As a side interest, I've become curious about video and audio encoding. I've been looking into the many different flavors of encoding there are, and attempting to determine the best way forward. This is purely selfish as I have a collection of videos that are taking up too much space and I want to make them smaller, but also keep as much detail as possible.
Getting more to the point, my primary system is a Windows desktop with NVidia graphics card. While I was able to encode videos using Linux, the machine running Linux was either a Virtual Machine or a laptop. Either way, performance for encoding was not great. I wanted to not only get my much stronger desktop involved, but also utilize the graphics card. I was previously using HandBrake, which is a neat application. However, I wanted more control over what was happening, and also just get a bad vibe from that tool (and don't want it running on my primary system). One of the most well known and respected tools in this area is ffmpeg. If you haven't looked at it, I'd highly recommend reading their docs. Really cool stuff.

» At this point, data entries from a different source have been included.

PR #23, opened 2017-03-13
Bugfix null pointer on plugin version collision

vinjana:
Is an error actually the right way to proceed, or should we warn and rename the file?


vinjana:
As discussed, @dankwart-de, this can be merged after update to current devel.

PR #27, opened 2017-03-16
Logger updates

dankwart-de:


RoddyCore/src/de/dkfz/roddy/client/RoddyStartupOptions.groovy
```diff
@@ -30,6 +30,8 @@ public enum RoddyStartupOptions {
     useconfig(true),
     usefeaturetoggleconfig(true),
     verbositylevel(true),
+    v(false), // Verbosity of 3
```
vinjana: document in usage info (help)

Anyway, ffmpeg doesn't have Windows binaries for download. There is a site called Zeranoe that has builds that they've compiled if you're willing to trust them. Further, default compile options do not include NVENC (NVidia's current hardware accelerated encoding offering) by default so it's unclear if Zeranoe's version would have that support. While I do have a Visual Studio install, I thought cross compiling would be easier. Plus, I <3 Linux so I'm used to compiling my own stuff. What follows are my steps for cross compiling ffmpeg with basically full support for NVENC and most other options baked in.

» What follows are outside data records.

PR #28, opened 2017-03-21
Add initial checks, Fix cvalue dependency bug, Add --rv parameter

dankwart-de:
The method performInitialCheck() in Roddy.java is introduced. Currently
it checks for existens of jar/zip/unzip using which! Not ideal but a
start.

There was a bug for configuration values:
     * When you have several configuration objects, e.g.
     * A -> B
     *
     * A contains values a and b, where a == abc and b has a reference
     * to a b=${a}
     * B contains values a'  == def
     * If you query B for b, b holds a reference to configuration A
     * Therefore, b.toString() will result in b == abc and NOT in def as
     * expected.
     *
     * By elevating a copy of b to B, everything will be fixed, as B can
     * be the parent of b'
     *
     * This is true for ConfigurationValue, which rely on dependencies
     * between themselves.
     *
     * In RecursiveOverridableMapContainerForConfigurationValues, we
     * override the method and
     * copy the value and set the configuration reference to (in this
     * example) B

Add --rv for --useRoddyVersion, rework help message

### DIFF
--- a/RoddyCore/src/de/dkfz/roddy/config/RecursiveOverridableMapContainer.java
+++ b/RoddyCore/src/de/dkfz/roddy/config/RecursiveOverridableMapContainer.java
@@ -20,15 +20,14 @@ public class RecursiveOverridableMapContainer<K, V extends RecursiveOverridableM
 
 
 
-    public static interface Identifiable {
-        public String getID();
-
+    public interface Identifiable {
+        String getID();
     }
 
     /**
      * A list of values in this container's configuration
      */
-    private final Map<K, V> values = new LinkedHashMap<>();
+    protected final Map<K, V> values = new LinkedHashMap<>();
 
 
     private final P containerParent;
@@ -105,17 +104,53 @@ public class RecursiveOverridableMapContainer<K, V extends RecursiveOverridableM
         return getListOfAllValues().contains(id);
     }
 
+    /**
+     * When you have several configuration objects, e.g.
+     * A -> B
+     *
+     * A contains values a and b, where a == abc and b has a reference to a b=${a}
+     * B contains values a'  == def
+     * If you query B for b, b holds a reference to configuration A
+     * Therefore, b.toString() will result in b == abc and NOT in def as expected.
+     *
+     * By elevating a copy of b to B, everything will be fixed, as B can be the parent of b'
+     *
+     * This is true for ConfigurationValue, which rely on dependencies between themselves.
+     *
+     * In RecursiveOverridableMapContainerForConfigurationValues, we override the method and
+     * copy the value and set the configuration reference to (in this example) B
+     *
+     * @param src
+     * @return
+     */
+    protected V copyValueToThisContainer(V src) {
+        add(src);
+        return src;
+    }
+
+    /**
+     * Does not check, if the value exists!
+     * @param id
+     * @return
+     */
+    protected V _getValueUnchecked(String id) {
+        V cval = getAllValues().get(id);
+        if(!values.containsKey(id))
+            return copyValueToThisContainer(cval);
+
+        return cval;
+    }
+
     public V getValue(String id, V defaultValue) {
         if (!hasValue(id))
             return defaultValue;
-        return getAllValues().get(id);
+        return _getValueUnchecked(id);
     }
 
     public V getValue(String id) {
         if (!hasValue(id))
             throw new RuntimeException("Value " + id + " could not be found in containers with id " + id);
-
-        return getAllValues().get(id);
+        return _getValueUnchecked(id);
     }
 
     public void putAll(Map<K, V> values) {
@@ -134,6 +169,14 @@ public class RecursiveOverridableMapContainer<K, V extends RecursiveOverridableM
     public void addAll(List<V> all) {
         if(RoddyConversionHelperMethods.isNullOrEmpty(all)) return;
         for(V it : all) { add(it); }
+    }
+
+    public void append(V value) {
+        add(value);
+    }
+
+    public void leftShift(V value) {
+        add(value);
     }
 
     public int size() {
--- a/RoddyCore/src/de/dkfz/roddy/config/RecursiveOverridableMapContainer.java
+++ b/RoddyCore/src/de/dkfz/roddy/config/RecursiveOverridableMapContainer.java
@@ -18,8 +18,6 @@ import java.util.Map;
  */
 public class RecursiveOverridableMapContainer<K, V extends RecursiveOverridableMapContainer.Identifiable, P extends ContainerParent> {
 
-
-
     public interface Identifiable {
         String getID();
     }
@@ -28,7 +26,6 @@ public class RecursiveOverridableMapContainer<K, V extends RecursiveOverridableM
      * A list of values in this container's configuration
      */
     protected final Map<K, V> values = new LinkedHashMap<>();
-
 
     private final P containerParent;
 
@@ -123,8 +120,7 @@ public class RecursiveOverridableMapContainer<K, V extends RecursiveOverridableM
      * @param src
      * @return
      */
-    protected V copyValueToThisContainer(V src) {
-        add(src);
+    protected V temporarilyElevateValue(V src) {
         return src;
     }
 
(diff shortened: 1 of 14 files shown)


vinjana:
How did the reference to `a` get into `b` in the first place? Could this not be considered as a parsing problem?

vinjana:
So you mean you have two configuration objects `A` and `B`, where

`A = { a = "abc" }`
`B = { a = "def", b = "$A.a" }`

A references B: `A -> B`

Then B.b.toString() = "abc", but you expect that the reference `$A.a` actually should be `$B.a`, because value `a` can be satisfied with the value in `B`. Right?

What do you mean by "elevating a copy of b to B"?

dankwart-de:
You nearly got it right. 
A = { a = "abc", b="${a}" }
B = { a' = "def" }

so B.b.toString() = "def"

Elevating means, that B will get a copy of b, so it can properly resolve dependencies. In your syntax:
A = { a = "abc", b="${a}" }
B = { a' = "def", b'="${a}" }

vinjana:
I guess the behaviour that you try to achieve is:

- There is precendence between configuration objects. `A -> B` means that a variable `a` defined in `A` will override the variable `a` of the same name in `B`. `A -> B` defines a "variable stack".
- When a variable is not contained in `A`, the variable in `B` will be returned.
- When a variable `b` references a variable `a`, e.g. written as `b = "$a"` the request will also be satisfied by the first variable value in the variable stack `A -> B`.

In particular the last rule would suggest that one simply calls `A.a` to get the globally evaluated value for `a`, at what level in the stack it may be. Right?

dankwart-de:
I think we mixed up directions:
A is the base configuration. So initiallay a and b are defined in A.
B is the extended configuration (A -> B) and contains a'

B.b should then return A.b with the content from B.a'. However this did not happen, as b only knew about A and a. Elevating b to b' makes it possible for resolve all dependencies.

vinjana:
What would happen in the case `A -> B -> C` where
```
A = { a = "abc", b = "def" }
B = { a = "hij", b = "$a" }
C = { a = "klm" }
```
`C.b = "klm"` or `C.b = "hij"`?

RoddyCore/src/de/dkfz/roddy/config/RecursiveOverridableMapContainer.java
```diff
@@ -105,17 +104,53 @@ public boolean hasValue(String id) {
...
+
+    /**
+     * Does not check, if the value exists!
+     * @param id
+     * @return
+     */
+    protected V _getValueUnchecked(String id) {
+        V cval = getAllValues().get(id);
+        if(!values.containsKey(id))
+            return copyValueToThisContainer(cval);
```
vinjana: Hm, this adds a side-effect to a get-operation. I'm not happy with this. Given our discussion, would be querying the full tree be an alternative?

dankwart-de:
In that case C.b == klm. That is what is expected. I'll create a test and add that.

vinjana:
Do I see it correctly, this is like evaluating all variables in `A -> B -> C` (so C overrides B overrides A) as if querying the whole configuration tree again from C? So in the example above

```
A = { a = "abc", b = "def" }
B = { a = "hij", b = "$a" }
C = { a = "klm" }
```

What is actually supposed to happen is that when a variable `a` is queried, actually `a* := C.a` is requested, which will be recursively evaluated up to the point, where `a` can be matched. But when `a` itself refers to a variable, say `b`, also that variable value is obtained by evaluating from `C`, that is `b* := C.b`. Right?

RoddyCore/test/de/dkfz/roddy/config/ConfigurationValueTest.groovy
```diff
@@ -13,15 +13,26 @@ import org.junit.Test
  * Created by heinold on 14.07.16.
  */
 @CompileStatic
-class ConfigurationValueTest extends GroovyTestCase {
-
-    // Test for determineTypeOfValue is in RoddyConversionHelperMethodsTest.groovy
-    // The method is directly bound to several methods of the conversion class and has nearly no
-    // logic of its own. So we put it there.
+class ConfigurationValueTest {
```
vinjana: This configuration variable evaluation is extremely important (what happens if the evaluation is wrong and say 1000 WGS samples are processed the wrong way?!

I suggest we write many more tests -- and, actually, for the old version! After that we test that the behaviour of preserved for this new version. I also suggest we read in a CO configuration tree and few plugin configurations, and check before and after the change, to ensure that things go as they should. I feel extreme uncomfortable changing this code without tests.

RoddyCore/test/de/dkfz/roddy/config/ConfigurationValueTest.groovy
```diff
@@ -13,15 +13,137 @@ import org.junit.Test
...
 @CompileStatic
-class ConfigurationValueTest extends GroovyTestCase {
+class ConfigurationValueTest {
 
-    // Test for determineTypeOfValue is in RoddyConversionHelperMethodsTest.groovy
-    // The method is directly bound to several methods of the conversion class and has nearly no
-    // logic of its own. So we put it there.
+    /**
+     * Given are two configurations:
+     * C extends B, B extends A
```
vinjana: C?

RoddyCore/test/de/dkfz/roddy/config/ConfigurationValueTest.groovy
```diff
@@ -13,15 +13,137 @@ import org.junit.Test
...
+     * C1 = { c = 'C.c' }                           <br/>
+     *
+     * A1.b = 'A1.a'
+     * A2.b = 'A2.b'
+     *
+     * B1.a = 'A2.a'
+     * B1.b = 'A2.b'
+     * B1.d = 'A2.a'
+     *
+     * B2.a = 'B2.b + ${c}'
```
vinjana: Maybe add: `c` remains unevaluated, as there is no `c` defined in the `B1`, `A1`, or `A2`.

RoddyCore/test/de/dkfz/roddy/config/ConfigurationValueTest.groovy
```diff
@@ -13,15 +13,137 @@ import org.junit.Test
...
+     *
+     * C1.a = 'B2.b + C.c'
+     * C1.b = 'B2.b'
```
vinjana: This means, that the priority is `B2 > B1`, right?

BTW: Say, C1.b would evaluate to (=>) B1.b, then

 `C1.b => B1.b = "$a" => B2.a = "$b + $c"` => "$b + C.c"`

But the last `$b` again refers to C1.b, so there would be a loop!

We have no way to catch this, in the moment, right? I guess we need to make a check and write an error, if there is a cyclic definition.

RoddyCore/test/de/dkfz/roddy/config/ConfigurationValueTest.groovy
```diff
@@ -13,15 +13,137 @@ import org.junit.Test
...
     @Test
-    public void testNothing() {
-        // Asimple test so the class really fails.
-        assert false
+    void testCValueSubstitutionWithComplexHierarchy() {
+        Configuration A1 = new Configuration(null)
+        Configuration A2 = new Configuration(null)
+        Configuration B1 = new Configuration(null, [A1, A2])
+        Configuration B2 = new Configuration(null)
+        Configuration C = new Configuration(null, [B1, B2])
```
vinjana: Note that you provide `[B1, B2]`. Is that on purpose that `B2` has precedence over `B1`? Intuitively, I would have thought `B1 > B2`, because it is first in the list. In any case, it should be documented also with the Configuration constructor, such that cannot go wrong there.

dankwart-de: done

RoddyCore/test/de/dkfz/roddy/config/ConfigurationValueTest.groovy
dankwart-de: Nope, cyclic references are not cached yet.

RoddyCore/test/de/dkfz/roddy/config/ConfigurationValueTest.groovy
dankwart-de: done

RoddyCore/test/de/dkfz/roddy/config/ConfigurationValueTest.groovy
dankwart-de: done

First off, I followed this article (https://trac.ffmpeg.org/wiki/CompilationGuide/CrossCompilingForWindows). It was actually not entirely accurate as I will show. The operating system I used was Ubuntu 15.10. These instructions will likely work on other OSes, with some minimal changes.
First off, you don't actually have to install mingw gcc, as the github script actually builds the latest for you in a "sandbox" (really just a temporary directory).
- Ensure your firewall outbound allows FTP And HTTP (and if you're not restricting outbound, you really should)
- Create a temporary directory for your install
- mkdir -p ~/opt/ffmpeg-cross-compile
- Get the script (https://github.com/rdp/ffmpeg-windows-build-helpers)
- cd ~/opt/ffmpeg-cross-compile
- wget https://raw.github.com/rdp/ffmpeg-windows-build-helpers/master/cross_compile_ffmpeg.sh -O cross_compile_ffmpeg.sh
- This script is awesome. It does all the work for you!
- Run it!
- chmod u+x cross_compile_ffmpeg.sh
- ./cross_compile_ffmpeg.sh
- Answer any questions it asks.
That's really all there is to it. Note, it will take a while. I think mine took about 45 minutes to complete on my laptop. The script will go get the latest version of ffmpeg and dependencies and compile everything for you. It automatically compiles in NVENC support, as well as most other encoders/decoders (including the ever loved AAC!). At the end of it's compiling (mine didn't throw any errors), you should have your binaries under ~/opt/ffmpeg-cross-compile/sandbox/x86[_64]/ffmpeg_git_with_aac. These will include ffmpeg.exe, ffplay.exe, and ffprobe.exe.
Note that these are all statically compiled, meaning you should just be able to copy them over to a windows box and have fun!